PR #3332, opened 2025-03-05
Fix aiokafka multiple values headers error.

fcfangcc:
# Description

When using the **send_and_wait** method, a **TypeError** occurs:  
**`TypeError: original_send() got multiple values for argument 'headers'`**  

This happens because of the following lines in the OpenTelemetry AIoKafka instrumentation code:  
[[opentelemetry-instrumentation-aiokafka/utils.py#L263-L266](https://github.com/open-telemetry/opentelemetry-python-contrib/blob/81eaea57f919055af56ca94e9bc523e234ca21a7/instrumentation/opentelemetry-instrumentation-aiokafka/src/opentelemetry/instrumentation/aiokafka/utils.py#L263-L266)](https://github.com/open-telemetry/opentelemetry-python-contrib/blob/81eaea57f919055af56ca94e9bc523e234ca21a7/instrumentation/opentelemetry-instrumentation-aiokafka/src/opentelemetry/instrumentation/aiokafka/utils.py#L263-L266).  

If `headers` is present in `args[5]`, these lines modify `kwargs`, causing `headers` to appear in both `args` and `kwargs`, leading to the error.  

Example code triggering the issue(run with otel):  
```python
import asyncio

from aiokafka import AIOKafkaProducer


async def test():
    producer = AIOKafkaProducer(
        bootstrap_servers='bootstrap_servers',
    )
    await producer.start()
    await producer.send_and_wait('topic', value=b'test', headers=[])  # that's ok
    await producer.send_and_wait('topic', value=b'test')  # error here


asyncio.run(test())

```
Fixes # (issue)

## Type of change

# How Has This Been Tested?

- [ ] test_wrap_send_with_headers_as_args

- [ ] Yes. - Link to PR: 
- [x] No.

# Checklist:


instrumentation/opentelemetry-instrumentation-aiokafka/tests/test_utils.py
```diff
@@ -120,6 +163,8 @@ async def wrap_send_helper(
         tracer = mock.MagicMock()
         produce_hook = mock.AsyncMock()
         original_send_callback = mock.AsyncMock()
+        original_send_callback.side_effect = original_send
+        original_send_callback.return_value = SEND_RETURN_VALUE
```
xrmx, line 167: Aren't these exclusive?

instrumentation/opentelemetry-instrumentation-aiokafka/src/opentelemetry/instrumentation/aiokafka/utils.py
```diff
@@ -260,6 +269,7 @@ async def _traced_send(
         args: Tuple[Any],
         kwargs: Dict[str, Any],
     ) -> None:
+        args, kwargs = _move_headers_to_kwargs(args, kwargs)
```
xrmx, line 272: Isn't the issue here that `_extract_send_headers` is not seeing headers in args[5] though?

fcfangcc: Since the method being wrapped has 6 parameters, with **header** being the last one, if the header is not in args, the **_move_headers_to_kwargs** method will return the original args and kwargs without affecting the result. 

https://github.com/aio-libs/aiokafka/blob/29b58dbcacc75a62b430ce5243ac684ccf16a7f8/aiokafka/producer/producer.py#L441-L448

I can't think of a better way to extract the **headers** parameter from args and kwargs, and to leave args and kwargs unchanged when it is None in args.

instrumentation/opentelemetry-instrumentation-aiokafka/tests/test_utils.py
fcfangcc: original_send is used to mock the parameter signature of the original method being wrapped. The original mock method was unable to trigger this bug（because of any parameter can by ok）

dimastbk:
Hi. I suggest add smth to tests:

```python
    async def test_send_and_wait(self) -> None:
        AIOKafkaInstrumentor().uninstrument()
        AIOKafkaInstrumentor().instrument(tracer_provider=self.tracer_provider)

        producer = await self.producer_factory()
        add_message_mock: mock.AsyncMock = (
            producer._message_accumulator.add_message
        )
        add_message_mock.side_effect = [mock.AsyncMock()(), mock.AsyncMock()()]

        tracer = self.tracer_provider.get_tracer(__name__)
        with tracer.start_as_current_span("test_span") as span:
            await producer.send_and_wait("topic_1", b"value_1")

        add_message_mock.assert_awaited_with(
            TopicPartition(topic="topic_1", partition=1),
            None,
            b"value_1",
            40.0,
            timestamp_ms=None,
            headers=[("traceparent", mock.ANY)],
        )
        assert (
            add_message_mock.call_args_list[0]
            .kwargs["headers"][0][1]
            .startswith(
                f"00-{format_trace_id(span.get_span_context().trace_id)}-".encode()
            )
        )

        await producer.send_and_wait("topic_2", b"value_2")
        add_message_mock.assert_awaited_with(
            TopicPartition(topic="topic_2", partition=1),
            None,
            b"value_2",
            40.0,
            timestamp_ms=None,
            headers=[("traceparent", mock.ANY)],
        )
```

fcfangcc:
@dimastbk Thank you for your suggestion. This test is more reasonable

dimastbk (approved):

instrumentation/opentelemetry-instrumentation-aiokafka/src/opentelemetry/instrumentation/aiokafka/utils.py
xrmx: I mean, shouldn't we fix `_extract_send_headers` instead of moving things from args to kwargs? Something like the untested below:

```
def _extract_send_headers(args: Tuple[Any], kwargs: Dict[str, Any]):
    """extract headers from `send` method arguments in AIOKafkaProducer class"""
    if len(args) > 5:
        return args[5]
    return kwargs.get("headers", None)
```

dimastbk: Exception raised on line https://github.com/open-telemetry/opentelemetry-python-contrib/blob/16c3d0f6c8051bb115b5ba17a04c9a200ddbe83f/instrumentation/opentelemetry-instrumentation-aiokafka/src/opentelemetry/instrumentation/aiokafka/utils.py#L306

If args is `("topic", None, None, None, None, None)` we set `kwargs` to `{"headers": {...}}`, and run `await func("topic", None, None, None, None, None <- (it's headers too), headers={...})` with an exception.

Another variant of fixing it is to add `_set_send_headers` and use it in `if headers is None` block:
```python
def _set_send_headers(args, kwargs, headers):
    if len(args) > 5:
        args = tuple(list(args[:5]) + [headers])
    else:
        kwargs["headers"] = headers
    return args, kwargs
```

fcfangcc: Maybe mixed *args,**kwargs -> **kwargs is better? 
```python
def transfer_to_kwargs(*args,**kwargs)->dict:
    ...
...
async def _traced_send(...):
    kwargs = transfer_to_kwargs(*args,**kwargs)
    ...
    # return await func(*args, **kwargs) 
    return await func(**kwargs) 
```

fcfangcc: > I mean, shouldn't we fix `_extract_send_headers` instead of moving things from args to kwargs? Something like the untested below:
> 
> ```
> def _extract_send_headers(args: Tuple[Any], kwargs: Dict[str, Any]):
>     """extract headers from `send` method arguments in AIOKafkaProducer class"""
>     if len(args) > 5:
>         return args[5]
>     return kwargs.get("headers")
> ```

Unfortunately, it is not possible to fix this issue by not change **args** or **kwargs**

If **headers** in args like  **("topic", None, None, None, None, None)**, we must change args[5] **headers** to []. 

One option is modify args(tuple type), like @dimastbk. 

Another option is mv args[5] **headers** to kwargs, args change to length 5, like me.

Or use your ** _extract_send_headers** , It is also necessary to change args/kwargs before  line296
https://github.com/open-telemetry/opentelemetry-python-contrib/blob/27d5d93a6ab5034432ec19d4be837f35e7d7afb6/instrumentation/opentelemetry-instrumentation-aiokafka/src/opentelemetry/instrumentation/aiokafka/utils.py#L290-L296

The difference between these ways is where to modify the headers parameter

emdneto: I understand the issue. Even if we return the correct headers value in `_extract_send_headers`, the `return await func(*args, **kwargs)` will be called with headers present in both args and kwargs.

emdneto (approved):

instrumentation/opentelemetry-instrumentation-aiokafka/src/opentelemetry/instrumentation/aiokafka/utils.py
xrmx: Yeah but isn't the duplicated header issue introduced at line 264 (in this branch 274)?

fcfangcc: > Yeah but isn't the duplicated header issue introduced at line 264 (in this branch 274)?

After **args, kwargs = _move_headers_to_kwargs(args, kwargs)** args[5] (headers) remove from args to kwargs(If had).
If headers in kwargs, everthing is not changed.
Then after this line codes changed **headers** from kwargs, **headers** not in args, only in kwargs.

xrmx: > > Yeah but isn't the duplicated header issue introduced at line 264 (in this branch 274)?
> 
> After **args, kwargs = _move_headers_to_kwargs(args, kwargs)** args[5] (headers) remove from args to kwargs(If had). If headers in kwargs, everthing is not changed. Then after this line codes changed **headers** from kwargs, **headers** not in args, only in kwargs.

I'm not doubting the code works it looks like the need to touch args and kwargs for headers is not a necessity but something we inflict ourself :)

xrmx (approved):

----------

▸ ASSIGNED TASK: Across the whole listing above, state how many lines contain "these". Only the number is wanted.

▸ SOLVED PROBLEM: 3